“I’m worried there is no opportunity here for my children and they will move away” — we’ve all heard it or thought it. What you probably haven’t heard is, “We have good paying jobs and want to hire trained local workforce, but we can’t find them; we need help” — that’s the most common statement those of us in elected office hear from businesses that have already invested here. Solving both of those problems is what the leadership of our local higher education institutions and governments spend a great deal of time doing.
We have quality opportunities here largely because local industries take care of their people. They pay them well; they provide health insurance; they encourage them to volunteer and give back to the community; and they pay for their employees to further their education. Del Mar College launched our second bachelor’s degree program, Organizational Management and Leadership, this semester. It’s designed to allow any of our Associate of Applied Science graduates — over 50 different degrees — to take online classes to complete a bachelor’s degree and take on a management role in their field. We predicted 40 people would be in the first class, but with recruiting help from our industrial partners, the first class is 237 students! Local industries want their next generation of managers to be experienced employees from the Coastal Bend.

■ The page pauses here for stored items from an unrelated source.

PR #2731, opened 2017-01-12
Do not mark a -host specification as "slots given" unless it actually specifies the #slots

rhc54:
This allows the system to dynamically detect the number of available processors and set the #slots accordingly.


hppritcha:
See #2730 for more on this.  This represents a significant break in behavior from the earlier 2.0.0 and 2.0.1 releases and probably should not be accepted for 2.x release streams.

jladd-mlnx:
bot:mellanox:retest

hppritcha:
Per discussion at the Open MPI developer F2F today we're not going to merge this in to 2.x release stream.  See #2730 for more info.

PR #2732, opened 2017-01-12
Missed one spot - plug fd leaks in orteds

### LINKED ISSUE #2691: regression: orte_submit_job() high error rates during startup
With the latest master I get frequent errors during the launch of jobs where the launch callback returns `-117` for the first failing jobs and then `69` for the remaining failing jobs.
Still trying characterise it fully. Seems to work fine for ~190 consecutive jobs and then starts to fail.

Also tried to find out what these errors maps to, but couldn't find that either...

The workload consists of very short jobs.

This is a regression in comparison to early december, didn't track it down to a specific commit yet.

rhc54:
Fixes #2691


rhc54:
looks like everything is wedged...again

PR #2738, opened 2017-01-16
Cancel the waitpid callback once the waitpid on a process has fired to avoid multiple notifications

rhc54:


ggouaillardet:
Thanks Ralph !

PR #2740, opened 2017-01-17
Add an MCA param "hnp_on_smgmt_node"

rhc54:
Add an MCA param "hnp_on_smgmt_node" that mpirun can use to tell the orteds to ignore its topology signature as mpirun is executing on a system mgmt node, and hence a different topology than the compute nodes


hjelmn:
@hppritcha Turns out mpirun was unusable slow because every orted was reporting the topology xml. This change is targeted for 2.1 and will have to go in the lanl XC platform file. I can confirm from tests on tr2 that the launch times are greatly improved with this option.

PR #2747, opened 2017-01-18
Try a different approach for scalably dealing with hetero clusters

rhc54:
Revert e9bc293 and try a different approach for scalably dealing with hetero clusters. Have each orted send back its topo "signature". If mpirun detects that this signature has not been seen before, then ask for that daemon to send back its full topology description. This allows the system to only get the topology once for each unique topo in the cluster.


rhc54:
@hjelmn This isn't quite right yet - will fix shortly

rhc54:
@hjelmn should be good to go - let me know if it works for you as I'd like verification before committing

rhc54:
@jsquyres you will need to adjust your MTT cmd line if/when this is committed as the hetero-nodes option is being removed

hjelmn:
Will be testing this overnight.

I call our local industries community partners because they are. They give frequently and heavily to general scholarship funds; they serve on curriculum advisory committees so our graduates are immediately employable; they create and fund apprenticeship programs so our students can earn a good living while they train for an even better job; and they assist us with acquiring top-of-the-line equipment so students train on the same cutting-edge technology they will use in the workplace. Whether our education advocates are at City Hall, in Austin or in Washington asking for more funding, our industry partners are right there with us, saying, “This is a critical investment you need to make.”
Most importantly, these investments spill over, allowing us to diversify and expand our economy. The Del Mar Process Technology Program, which began with investments from the college, local industries and the city, has been the strongest asset in economic development. Our local steel companies and Tesla have cited the process technology program as the reason they chose Corpus Christi over other communities. We are now positioned to compete for high-tech manufacturing jobs because we invested in specialized training.

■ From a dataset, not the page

PR #2756, opened 2017-01-18
Cleanup the os_dirpath logic

### LINKED ISSUE #2754: Issues with opal session dir caused by change to opal/util/os_dirpath.c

As these investments have come online, demand for specialized workers has exploded. Because most of the entry-level jobs require a certificate or associate degree, pay has increased dramatically. In fact, according to the Census Bureau, Corpus Christi has a higher average income for people with some college or an associate degree than San Antonio, Houston, El Paso or Dallas. As a result, we now have a higher median household income and the lowest poverty rate than all those cities. In addition, the local home ownership rate is 6-15% higher than all those cities, except for El Paso.
So, when someone cites one of those places as a model for us to follow, just remember that means going backward, not forward. We live in one of the few places in the country where the middle class is getting larger, not smaller.

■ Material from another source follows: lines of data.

PR #2760, opened 2017-01-19
Expose opal_set_using_threads in python bindings

marksantcroos:
Expose opal_set_using_threads() in python bindings so that the client can request to enable mutexes.
Improve error message on missing ompi_info while we are at it.
Increase version for pypi.

Signed-off-by: Mark Santcroos mark.santcroos@rutgers.edu

### DIFF
--- a/orte/bindings/python/setup.py
+++ b/orte/bindings/python/setup.py
@@ -2,7 +2,7 @@ from setuptools import setup
 
 setup(
     name = "orte-cffi",
-    version = "0.4.0",
+    version = "0.4.2",
     author = "Mark Santcroos",
     author_email = "mark.santcroos@rutgers.edu",
     description = "CFFI-based Python wrapper for Open RTE",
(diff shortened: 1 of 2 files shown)


jsquyres:
This may be ignorance on my part, but why are we exposing an OPAL API through ORTE Python bindings?  Isn't that an abstraction violation?

marksantcroos:
> This may be ignorance on my part, but why are we exposing an OPAL API through ORTE Python bindings? Isn't that an abstraction violation?

Fair point. I guess you are right in principle.

I think we never considered doing the binding on the "root" project level, as mpi4py does that pretty well already.
Practically I considered the bindings on the ORTE level, as everything required to use ORTE.
I wouldn't be against doing something similar on the OPAL layer, although I'm not sure how that would work out in practice (i.e. im currently not linking against libopal, that gets pulled in by orte).

Another alternative would be to hide this call in the binding layer and not expose it.

Last alternative would be to provide an ORTE equivalent/wrapper for this OPAL call.

I'm sure there are more alternatives, what do you folks think?

rhc54:
While it is a fair point, I think it is probably not necessary. This isn't meant to be a pure abstraction overlay - it is just meant to provide access to the ORTE/OPAL collection. So I'd just leave it as-is.

PR #2764, opened 2017-01-19
If a tool sees the HNP it is attached to die (thereby losing connecti…

rhc54:
…on), then stop the event loop instead of going through the abort code path. This will allow the tool to cleanup before exiting


rhc54:
bot:mellanox:retest

PR #2765, opened 2017-01-20
Allow parallel processing of launch msg while relaying

rhc54:
Have mpirun and orteds activate the oob/tcp progress thread by default, leaving a way to turn it off via MCA param. Provide a method by which the add_procs command can be processed in parallel with relaying the cmd message to the next daemons down the tree.


rhc54:
bot:mellanox:retest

Every spring and fall, I have the honor of standing on stage at graduation and shaking the hands of students walking out of generational poverty and into the middle class. That results from leaders at all levels of government funding education, building infrastructure and working with partners from across the community to recruit new investment to our area. We are not such a large community that we can prosper despite ourselves. We must make smart, strategic investments that create new, high-paying jobs, and educate our people to do them. We must have leaders who respect each other, the institutions and people they lead and the community they serve.
We are no longer the poor community of my youth that lacked opportunity, but we are not yet what we aspire to be. We get there by diversifying and building on what we have, not ripping it all down — remember that when you vote!
David Loeb is a Del Mar College regent, owner of Landlord Resources and a former at-large Corpus Christi City Council member.